* [Data segment]:
PR #1587, opened 2026-03-15
refactor(editor): restore minimal fetching types hint

israrkhan921:
1.  Restores a minimal fetching-types hint in the editor header.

* [Task goal]: Retype all of the material. Each line must match exactly.

* [Answer section]:
PR #1587, opened 2026-03-15
refactor(editor): restore minimal fetching types hint

israrkhan921:
1.  Restores a minimal fetching-types hint in the editor header.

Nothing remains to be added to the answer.